Terlebih lagi, terdapat berita acara batas wilayah antara Provinsi Kepulauan Riau dan Kalimantan Barat yang tidak melibatkan Kabupaten Mempawah sebagai pemilik sah wilayah tersebut. Padahal berdasarkan Permendagri No. 141 Tahun 2017, pelibatan kabupaten/kota yang bersangkutan adalah syarat mutlak dalam proses penegasan batas. Dengan demikian, berita acara tersebut tidak sah secara administratif, karena cacat prosedural dan melanggar Asas Umum Pemerintahan yang Baik (AUPB), terutama asas partisipasi dan transparansi.

Kesiapan Kalbar: Langkah Konstitusional dan Administratif

Pernyataan Wakil Gubernur Kalbar menunjukkan sikap hati-hati dan taat konstitusi, karena menunggu “data valid sesuai histori” sebelum bertindak. Ini mencerminkan prinsip due process of law yang penting dalam penyelesaian konflik antarwilayah. Sekaligus menunjukkan bahwa Kalbar memahami bahwa penguasaan wilayah tidak hanya berdasar keputusan administratif, tetapi harus berdasar hukum historis dan konstitusional yang sah.

Keputusan Mendagri No. 100.1.1-6117 Tahun 2022, yang mencantumkan pemutakhiran kode wilayah administrasi termasuk Pulau Pengikik dalam wilayah Kepulauan Riau, bukanlah keputusan konstitutif (penciptaan hak baru), melainkan bersifat administratif dan dapat dikoreksi jika bertentangan dengan sejarah dan hukum formal.

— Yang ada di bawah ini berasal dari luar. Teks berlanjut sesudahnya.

PR #2377, opened 2017-03-13
Use query value when cursor has multiple values

cdonati:
When a cursor contains an entity that has multiple values with the same property name, the start_row for the index scan should fall within the range given by the query filters.

This fixes single-property cursor queries that have an equality filter on a multi-valued property.


cdonati:
https://ocd.appscale.com:8080/job/Daily%20Build/2922/

AppDB/appscale/datastore/datastore_distributed.py
```diff
@@ -1002,10 +1003,21 @@ def __get_start_key(self, prefix, prop_name, order, last_result):
...
 
     val = None
-    for p in plist:
-      if p.name() == prop_name:
-        val = str(encode_index_pb(p.value()))
-        break
+
+    # If the entity provided by the cursor has multiple values for the given
+    # property and the query has information about what the value should be,
+    # use the value from the query.
```
jeanleonov: Wouldn't be more accurate to say:
> Use the value from the query if possible.

This if statement doesn't actually check if entity has multiple values for the given property.

AppDB/appscale/datastore/datastore_distributed.py
```diff
@@ -1002,10 +1003,21 @@ def __get_start_key(self, prefix, prop_name, order, last_result):
...
+    if (query is not None and query.filter_size() == 1 and
+        query.filter(0).op() == datastore_pb.Query_Filter.EQUAL):
```
jeanleonov: What if we have more complex query with 2 filters or with one but not EQUAL?

AppDB/appscale/datastore/datastore_distributed.py
```diff
@@ -1733,7 +1745,7 @@ def __single_property_query(self, query, filter_info, order_info):
       cursor = appscale_stub_util.ListCursor(query)
       last_result = cursor._GetLastResult()
       startrow = self.__get_start_key(prefix, property_name, direction, 
-        last_result)
+        last_result, query=query)
```
jeanleonov: Shouldn't other 4 usages of `__get_start_key` pass query parameter too?

AppDB/appscale/datastore/datastore_distributed.py
cdonati: Good point. I will update that comment.

AppDB/appscale/datastore/datastore_distributed.py
cdonati: We will need to do more work to behave properly in those scenarios. The value of the cursor entity can be ambiguous when the filter is not EQUAL.

The GAE docs mention that using a cursor with an inequality filter for a property with multiple values gives unexpected results: https://cloud.google.com/appengine/docs/standard/python/datastore/query-cursors#limitations_of_cursors, but we need to make sure we do the same thing (which probably does not involve an infinite loop).

AppDB/appscale/datastore/datastore_distributed.py
cdonati: Eventually, I would like to cover all the edge cases. We will probably need to refactor the logic of `__get_start_key` to behave more like a filter.

cdonati:
https://ocd.appscale.com:8080/job/Daily%20Build/3149/
The first hawkeye failure was a rabbitmq issue. The second was a connection timeout.
https://ocd.appscale.com:8080/job/Blobstore/2077/

cdonati:
Hawkeye Test:
  master: https://ocd.appscale.com:8080/job/Hawkeye/11095/
  branch: https://ocd.appscale.com:8080/job/Hawkeye/11097/

PR #2382, opened 2017-03-14
Only use RealRPC in runtime stubs

cdonati:
The throttling in the bulkloader is not compatible with the threads created by RealRPC calls.


cdonati:
https://ocd.appscale.com:8080/job/Daily%20Build/2935/
The hawkeye failure was due to RabbitMQ failing to come up.

PR #2384, opened 2017-03-17
AppServer restarts after new code is deployed

obino:
This PR fixes a race condition where AppServers could have been
restarted before the new code was deployed on each App Engine node.


obino:
OCD run https://ocd.appscale.com:8080/job/Daily%20Build/2954

PR #2385, opened 2017-03-21
Allocate entity IDs in blocks

cdonati:
This introduces several changes:
- It replaces the ZooKeeper counter Cassandra LWTs.
- It uses a new range for automatically generated IDs that matches the scattered ID allocator in GAE.
- It allocates large blocks of IDs at a time to improve performance.


AppDB/appscale/datastore/cassandra_env/entity_id_allocator.py
```diff
@@ -0,0 +1,243 @@
...
+
+  def next(self):
+    """ Generates a new entity ID.
+
+    Returns:
+      An integer specifying an entity ID.
+    """
+    # This function will require a tornado lock when made asynchronous.
+    if self.start_id is None or self.start_id > self.end_id:
+      self.start_id, self.end_id = self.allocate_size(DEFAULT_RESERVATION_SIZE)
```
jeanleonov: Does this mean that each start of AppDB instance costs at least 100000 reserved IDs?

cdonati: It doesn't allocate allocate a block until the first time it needs a scattered ID, but in practice, yes, each start will likely reserve that many IDs for each active project.

It's definitely a trade-off between allocation frequency and efficiency of ID usage. This size allows around 22 billion starts assuming the servers allocate an ID automatically during their life time.

cdonati:
https://ocd.appscale.com:8080/job/Daily%20Build/3158/

PR #2386, opened 2017-03-21
Set timeout on opener if possible

cdonati:
This prevents the global socket timeout value from getting changed when the opener supports a timeout parameter.


cdonati:
https://ocd.appscale.com:8080/job/Daily%20Build/2969/
https://ocd.appscale.com:8080/job/Euca-Faststart/867/

AppServer/google/appengine/tools/appengine_rpc.py
```diff
@@ -521,8 +522,10 @@ def Send(self, request_path, payload="",
     if 'AUTH_DOMAIN' in os.environ:
       auth_domain = os.environ['AUTH_DOMAIN'].lower()
 
+    opener_has_timeout = 'timeout' in inspect.getargspec(self.opener.open).args
     old_timeout = socket.getdefaulttimeout()
```
jeanleonov: Initialization of `old_timeout` could be moved to if statement.

AppServer/google/appengine/tools/appengine_rpc.py
```diff
@@ -521,8 +522,10 @@ def Send(self, request_path, payload="",
     if 'AUTH_DOMAIN' in os.environ:
       auth_domain = os.environ['AUTH_DOMAIN'].lower()
 
+    opener_has_timeout = 'timeout' in inspect.getargspec(self.opener.open).args
```
jeanleonov: Cool! I haven't ever used this feature of `inspect`.

AppServer/google/appengine/tools/appengine_rpc.py
cdonati: I agree. Unfortunately, PyCharm complains that `old_timeout` might be referenced before assignment in the finally block. I don't know the best way to organize it without adding a warning.

AppServer/google/appengine/tools/appengine_rpc.py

Penutup: Posisi Kalimantan Barat dan Kepastian Hukum

Dengan mempertimbangkan sejarah kolonial, status DIKB berdasarkan hukum internasional (Protokol KMB), UU pembentukan provinsi, asas legalitas dan prosedur administratif, serta asas tata negara, maka klaim Kalbar atas Pulau Pengikik memiliki dasar hukum yang sangat kuat.

Sikap Wakil Gubernur yang akan “melawan” jika ditemukan dasar sah atas klaim tersebut merupakan bentuk pembelaan konstitusional atas wilayah provinsi, yang dapat diaktualisasikan dalam bentuk:

  1. Surat Keberatan Resmi ke Kemendagri dan BIG;
  2. Permintaan revisi kode wilayah dalam database nasional;
  3. Pengajuan uji materiil ke Mahkamah Agung terhadap Perda Bintan No. 19 Tahun 2007;
  4. Penyusunan Legal Opinion berbasis sejarah hukum dan perjanjian internasional;
  5. Penyelesaian melalui Mahkamah Konstitusi apabila terjadi konflik kewenangan antar pemerintah daerah.